*** Source material Section Begins ***
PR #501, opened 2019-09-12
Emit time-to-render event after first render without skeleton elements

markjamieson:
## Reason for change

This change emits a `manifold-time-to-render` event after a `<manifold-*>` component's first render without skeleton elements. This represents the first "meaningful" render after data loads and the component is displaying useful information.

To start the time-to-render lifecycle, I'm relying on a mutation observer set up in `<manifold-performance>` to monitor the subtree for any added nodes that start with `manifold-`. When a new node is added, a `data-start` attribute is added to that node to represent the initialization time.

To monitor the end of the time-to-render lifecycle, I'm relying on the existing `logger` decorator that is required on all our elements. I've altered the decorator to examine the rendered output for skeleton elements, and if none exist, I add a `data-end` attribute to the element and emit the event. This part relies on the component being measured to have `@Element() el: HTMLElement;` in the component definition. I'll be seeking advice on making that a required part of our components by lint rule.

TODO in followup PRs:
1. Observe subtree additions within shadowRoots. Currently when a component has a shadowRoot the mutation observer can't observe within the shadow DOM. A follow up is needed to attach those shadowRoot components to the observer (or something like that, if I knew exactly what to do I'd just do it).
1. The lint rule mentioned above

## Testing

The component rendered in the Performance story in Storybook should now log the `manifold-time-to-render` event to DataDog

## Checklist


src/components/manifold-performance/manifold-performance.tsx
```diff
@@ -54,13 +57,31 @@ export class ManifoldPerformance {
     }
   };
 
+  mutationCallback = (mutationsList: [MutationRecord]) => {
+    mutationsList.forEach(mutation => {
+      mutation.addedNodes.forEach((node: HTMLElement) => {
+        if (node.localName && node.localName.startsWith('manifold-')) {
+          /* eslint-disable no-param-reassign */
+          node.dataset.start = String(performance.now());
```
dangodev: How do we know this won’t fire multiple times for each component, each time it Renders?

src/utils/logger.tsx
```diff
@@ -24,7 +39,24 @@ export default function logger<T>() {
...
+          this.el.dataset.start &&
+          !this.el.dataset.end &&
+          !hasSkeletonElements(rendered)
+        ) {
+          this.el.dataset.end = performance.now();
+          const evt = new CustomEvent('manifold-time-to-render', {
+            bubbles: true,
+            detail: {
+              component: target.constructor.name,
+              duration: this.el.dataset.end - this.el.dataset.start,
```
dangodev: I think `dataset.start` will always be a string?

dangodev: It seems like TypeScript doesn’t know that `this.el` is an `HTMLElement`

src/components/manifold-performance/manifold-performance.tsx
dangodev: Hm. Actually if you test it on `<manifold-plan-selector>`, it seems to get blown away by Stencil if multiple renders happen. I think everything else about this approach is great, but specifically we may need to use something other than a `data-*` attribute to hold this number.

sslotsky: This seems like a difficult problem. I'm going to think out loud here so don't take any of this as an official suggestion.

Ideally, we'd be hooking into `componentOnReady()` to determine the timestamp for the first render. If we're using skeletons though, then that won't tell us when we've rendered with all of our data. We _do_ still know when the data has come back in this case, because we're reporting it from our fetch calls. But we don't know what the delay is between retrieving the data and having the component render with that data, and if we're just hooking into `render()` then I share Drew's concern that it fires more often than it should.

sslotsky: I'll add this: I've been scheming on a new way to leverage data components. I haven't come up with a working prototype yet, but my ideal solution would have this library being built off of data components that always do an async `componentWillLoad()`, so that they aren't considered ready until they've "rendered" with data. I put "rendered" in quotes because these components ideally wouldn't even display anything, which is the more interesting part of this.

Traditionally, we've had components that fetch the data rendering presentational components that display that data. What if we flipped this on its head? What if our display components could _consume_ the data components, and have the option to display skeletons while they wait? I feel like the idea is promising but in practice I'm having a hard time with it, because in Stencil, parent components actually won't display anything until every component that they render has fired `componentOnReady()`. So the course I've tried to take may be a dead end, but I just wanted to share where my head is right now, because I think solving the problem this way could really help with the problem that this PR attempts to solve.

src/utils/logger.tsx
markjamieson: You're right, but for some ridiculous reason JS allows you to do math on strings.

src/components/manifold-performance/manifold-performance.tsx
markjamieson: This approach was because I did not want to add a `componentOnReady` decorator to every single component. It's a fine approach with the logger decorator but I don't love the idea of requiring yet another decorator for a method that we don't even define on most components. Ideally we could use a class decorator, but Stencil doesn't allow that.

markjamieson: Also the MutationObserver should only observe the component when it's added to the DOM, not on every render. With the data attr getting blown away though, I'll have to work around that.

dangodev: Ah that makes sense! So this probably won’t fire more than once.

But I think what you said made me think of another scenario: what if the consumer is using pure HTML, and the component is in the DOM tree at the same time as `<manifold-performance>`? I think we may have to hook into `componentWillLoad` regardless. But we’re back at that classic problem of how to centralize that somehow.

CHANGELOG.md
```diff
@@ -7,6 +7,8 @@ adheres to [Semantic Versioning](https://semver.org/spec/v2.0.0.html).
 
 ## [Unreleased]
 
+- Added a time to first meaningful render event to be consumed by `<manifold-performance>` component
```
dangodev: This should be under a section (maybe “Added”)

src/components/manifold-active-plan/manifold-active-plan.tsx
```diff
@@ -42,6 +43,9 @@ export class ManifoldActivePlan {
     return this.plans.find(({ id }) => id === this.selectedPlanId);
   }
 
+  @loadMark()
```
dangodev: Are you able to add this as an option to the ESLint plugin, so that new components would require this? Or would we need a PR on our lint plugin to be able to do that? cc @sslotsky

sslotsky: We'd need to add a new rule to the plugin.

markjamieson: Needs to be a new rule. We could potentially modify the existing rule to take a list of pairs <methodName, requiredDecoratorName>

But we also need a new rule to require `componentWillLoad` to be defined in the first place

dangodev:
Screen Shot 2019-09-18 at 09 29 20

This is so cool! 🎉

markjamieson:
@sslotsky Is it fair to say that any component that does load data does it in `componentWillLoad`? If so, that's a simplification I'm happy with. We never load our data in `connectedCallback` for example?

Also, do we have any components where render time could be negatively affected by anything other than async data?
*** Source material Section Ends ***
Copy out each line of the data that includes the string "subtree".

To start the time-to-render lifecycle, I'm relying on a mutation observer set up in `<manifold-performance>` to monitor the subtree for any added nodes that start with `manifold-`. When a new node is added, a `data-start` attribute is added to that node to represent the initialization time.
1. Observe subtree additions within shadowRoots. Currently when a component has a shadowRoot the mutation observer can't observe within the shadow DOM. A follow up is needed to attach those shadowRoot components to the observer (or something like that, if I knew exactly what to do I'd just do it).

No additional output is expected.